▶ _Stored data_:
PR #230, opened 2026-08-15
feat(effects): configure exact MCP tool semantics

YoungJinJung:
## Why

MCP tool-name verbs are only a fallback heuristic: the same tool name can have different effects on different servers. Issue #98 calls for bounded, explicit server/tool metadata before the bundled heuristics.

## What changed

- parse exact `[mcp_semantics."server"."tool"]` rules with operation, A/B/C reversibility, and declared resource fields
- reject malformed or unsafe combinations and secret-bearing resource field names
- apply configured rules before MCP name heuristics while retaining conservative Class C fallback
- persist exact classifier, semantic operation, resource, and confidence provenance through Hook events
- document the configuration and update current capability status

Part of #98.

## Validation

- `ruff format --check .`
- `ruff check .`
- `mypy src tests`
- `pytest` (665 passed)


YoungJinJung:
## Review

Reviewed the full diff (config.py, effects.py, hook.py, docs, example config, tests).

- The config schema enforces the safety lattice at load time, which is the right trust boundary: `read` must be A, `write`/`delete` can never be A, `unknown` must be C, unknown keys/operations reject, duplicates (casefolded) reject, and secret-bearing resource field *names* are refused — every rule pinned by the parametrized rejection test. A user can still deliberately declare trust for a specific server/tool pair, which is exactly what #98 asks for, and the docs are explicit that tool descriptions never authorize a safer class.
- Matching is exact and conservative: identity requires the full `mcp__server__tool` shape (single-underscore and malformed names fall through), configured rules take precedence over the name heuristics, and anything unmatched keeps the existing verb-heuristic → unknown-C ladder — the unknown-server test proves an identically named tool on another server stays C.
- Resource persistence is opt-in and bounded: only declared scalar fields render, URLs route through the existing `_sanitize_remote_resource` (the test embeds credentials + token query and asserts the clean value), and the fallback resource is the server/tool identity rather than arbitrary input.
- `reversible = cls != \"C\"` keeps configured Class B checkpoint-eligible (pinned by its own test), and provenance (`mcp_config` / `configured_semantics` / exact confidence / `mcp.<server>.<tool>.<op>`) flows through hook events end to end.
- No import cycle: effects → config is one-way, and the defaulted parameter keeps every existing `classify` call site working.

**Minor (non-blocking):**
- The linear scan over `semantics[:256]` per MCP call is fine at the cap, but a dict keyed by (server, tool) built once in `from_mapping` would make the lookup O(1) and drop the defensive slice.
- Secret screening is name-based only; a declared innocuous field could still carry a secret value. That's inherently the config author's responsibility and the example config warns about it — just noting the boundary.

Checks green (CI + CodeQL), 665 tests passing, docs and example config updated. LGTM — merging.

PR #231, opened 2026-08-15
feat(effects): record evidence-backed external outcomes

YoungJinJung:
## Why

A tool process exiting zero does not prove that its intended external mutation committed. Recovery currently records that case as succeeded, which overstates the evidence available from a generic Hook result.

## What changed

- classify external-effect results as `succeeded`, `failed`, `partial`, or `unknown`
- require explicit protocol success evidence before recording `succeeded`
- retain exit-zero-only results as `unknown` with auditable `outcome_evidence`
- expose the normalized outcome in recovery digests while preserving the legacy `result` field
- update current capability status and regression coverage

Part of #98.

## Validation

- `ruff format --check .`
- `ruff check .`
- `mypy src tests`
- `pytest` (666 passed)


YoungJinJung:
## Review

Reviewed the full diff (effects.py, digest.py, status.md, tests).

- The evidence ladder is ordered sensibly: explicit partial beats everything (a partially-committed mutation is the most important thing to surface), explicit failure next via the shared `outcome_failure` helper (consistent with how metrics already judge failures), explicit success requires protocol-level evidence (`ok`/`success` true or a success-vocabulary status), and exit-zero-only degrades to `unknown` with the auditable `exit_zero_only` evidence — exactly the epistemic honesty the recovery digest needs, since a zero exit never proved the remote mutation committed.
- The `value == 0 and not isinstance(value, bool)` guard correctly keeps `False` from counting as a zero exit code.
- Legacy compatibility is handled at both ends: new rows carry both `result` and `outcome` (same value), and the digest reads `outcome` with a `result` fallback so pre-existing journaled effects still render their historical values.
- The behavior change is deliberate and disclosed — the git-push hook test now pins `unknown`/`exit_zero_only` where it previously claimed `succeeded`, and the status doc says the same. That's the point of the PR, not a regression.
- The five-way outcome test covers every evidence branch including the no-response case.

**Minor (non-blocking):**
- Explicit-success detection trusts the tool's own status strings; a misbehaving tool could still claim success falsely. That's inherent to protocol-level evidence and strictly better than the old exit-code inference — just noting the boundary, which #98's reconciliation slice is the eventual answer to.

Checks green (CI + CodeQL), 666 tests passing, status doc updated. LGTM — merging.

PR #232, opened 2026-08-15
feat(effects): correlate external effect observations

YoungJinJung:
## Why

The same external mutation can be observed through overlapping Hook and App Server surfaces. Recovery must identify one logical effect without using heuristic fingerprints to suppress legitimate repeated actions.

## What changed

- promote Hook tool-use IDs into normalized operation/item metadata
- derive stable effect IDs from native operation IDs and mark fallback fingerprints as inferred
- retain source event/operation/item/tool identifiers and runtime provenance on effect records
- merge exact duplicate observations in recovery projections while preserving all inferred observations
- surface conflicting terminal observations as unknown with the complete observed outcome set
- update current capability status and regression coverage

Part of #98.

## Validation

- `ruff format --check .`
- `ruff check .`
- `mypy src tests`
- `pytest` (668 passed)


YoungJinJung:
## Review

Reviewed the full diff (effects.py, hook.py, status.md, tests).

- The exact/inferred split is the right safety design: only native operation-id-derived effect ids ever merge, while fingerprint-derived ids are marked `inferred` and never deduplicate — so overlapping Hook/App Server observations of one mutation collapse, but two legitimate identical pushes never disappear. Both properties are pinned by dedicated tests.
- Conflict handling refuses to pick a winner: divergent terminal observations force `unknown` with `conflicting_observations` and the complete `observed_outcomes` set, which composes correctly with #231's evidence ladder (the test merges an `ok: true` and an `exit_code: 1` observation of the same operation).
- `uuid5` over a fixed namespace keeps effect ids deterministic across restarts and processes — same operation id always yields the same effect id regardless of which surface observed it first.
- Promoting the Hook `tool_use_id` into `operation_id`/`item_id` and stamping identity/provenance onto the event before recording is what makes cross-surface correlation possible at all, and it aligns Hook events with how the runtime-metrics action key already correlates. Merged payloads remain dict supersets, so the recovery digest and other `external_effects` consumers read unchanged fields.
- Source-id unions and observation counts are bounded (16 ids / validated positive ints), keeping merged records compact.

**Minor (non-blocking):**
- On a third observation of an already-conflicted effect, the derived `unknown` outcome from the previous merge leaks into `observed_outcomes` (e.g. `[\"failed\", \"succeeded\", \"unknown\"]`) because `previous.outcome` is folded into the set alongside genuine observations. Still conservative — the outcome stays unknown — but excluding the synthetic `unknown` from the observed set would keep it purely observational.

Checks green (CI + CodeQL), 668 tests passing, status doc updated toward the remaining #98 reconciliation slice. LGTM — merging.

PR #233, opened 2026-08-15
feat(effects): record explicit effect resolutions

YoungJinJung:
## Why

Recovery must preserve an external mutation even after a later probe, reversal, or compensating action. Rewriting or deleting the original effect would erase evidence, while a compensation claim without its own journaled effect would overstate recovery.

## What changed

- add append-only reversal, compensation, reconciliation-present/absent, and unresolved records
- project resolution history onto exact effects without removing the original effect
- require compensation to reference a separately journaled exact effect before marking the target resolved
- add `spotter effects list|resolve --session ...` for explicit operator evidence
- expose resolution records in analysis digests and document the workflow
- keep conflict outcome sets purely observational on third and later correlated observations

Part of #98.

## Validation

- `ruff format --check .`
- `ruff check .`
- `mypy src tests`
- `pytest` (675 passed)


YoungJinJung:
## Review

Reviewed the full diff (effects.py, cli.py, digest.py, docs, tests).

- The core honesty property holds everywhere it matters: a compensation claim only marks its target `resolved` when the related compensating effect exists as a separately journaled *exact* effect — verified at projection time (`relation_verified`), refused at the CLI before a record is even written, and pinned by tests at both layers. `reconciled_present` correctly never resolves, `reconciled_absent` does.
- Append-only is genuine: the original `external_effect` rows are never rewritten; resolutions project onto the merged view with a bounded (16-entry) history, and legacy/unknown resolution values are ignored rather than misapplied. Resolutions targeting non-exact ids are silently inert in projection and unreachable through the CLI.
- Input validation on `effect_resolution_event` is tight — closed vocabulary, bounded ids with prefix check, 1–500 char evidence, self-resolution rejection — each with a rejection test.
- Nice follow-through on the #232 review note: `observed or (previous.get(\"outcome\"),)` keeps the synthetic `unknown` out of `observed_outcomes` on third-and-later merges, and the extended three-observation test pins the purely observational set.
- `uuid4` for resolution event ids is fine here since the id is minted once at CLI record time, not re-derived; digest and analysis surfaces render both effect observations and resolution lines.

**Minor (non-blocking):**
- `spotter effects resolve` validates the target against the *current* projection, so an effect id from another session's journal correctly refuses — but the error message says "was not found" without hinting the session mismatch case; a tiny wording tweak would save an operator a puzzled minute.

Checks green (CI + CodeQL), 675 tests passing, user guide and status docs updated. LGTM — merging.

PR #234, opened 2026-08-15
feat(effects): report classifier coverage gaps

YoungJinJung:
## Why

Unsupported effect semantics currently become conservative Class C, but without coverage metrics those gaps remain invisible and classifier work cannot be prioritized from evidence.

## What changed

- measure tool proposals once, excluding duplicate result observations
- report exact and bounded classification coverage
- split unknowns into command family, shell shape, MCP tool, and adapter operation buckets
- report concrete unknown reason counts, missing legacy provenance, and conservative-C fallbacks
- include effect coverage in `spotter metrics` and document the output

Part of #98.

## Validation

- `ruff format --check .`
- `ruff check .`
- `mypy src tests`
- `pytest` (676 passed)


YoungJinJung:
## Review

Reviewed the full diff (effects.py, cli.py, docs, tests).

- Counting only `tool_proposal` events is the right denominator — each operation classifies once, and result-side observations of the same operation can't inflate coverage. Legacy rows without `effect_confidence` land in an explicit `missing_provenance` count rather than being guessed into a bucket.
- The unknown partition (mcp reason → mcp, `shell_structure` classifier → shell, `unknown_tool_effect` → adapter, else family) lines up with the reason-code vocabulary established across #227–#230, and `conservative_c_from_unknown` gives exactly the prioritization signal the PR is after: how much Class C weight is opinion-free fallback rather than recognized semantics.
- The test is end-to-end through `event_from_hook` with real classifier outputs — one representative per bucket plus a provenance-less row — so the expected tuple (7 ops, 1 exact, 1 bounded, four unknown buckets, 4 conservative-C, 1 missing) pins the actual pipeline, not synthetic payloads.
- Rendering follows the repo's coverage-honest style with concrete reason counts and a `none` fallback; the metrics integration streams all runtime journals without new I/O.

No blocking or non-blocking findings beyond that. Checks green (CI + CodeQL), 676 tests passing, docs updated. LGTM — merging.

▶ _What you are asked to do_: In the records above, find each line with the word "carry" and copy it out.

▶ _Answer to the exercise_:
- Secret screening is name-based only; a declared innocuous field could still carry a secret value. That's inherently the config author's responsibility and the example config warns about it — just noting the boundary.
- Legacy compatibility is handled at both ends: new rows carry both `result` and `outcome` (same value), and the digest reads `outcome` with a `result` fallback so pre-existing journaled effects still render their historical values.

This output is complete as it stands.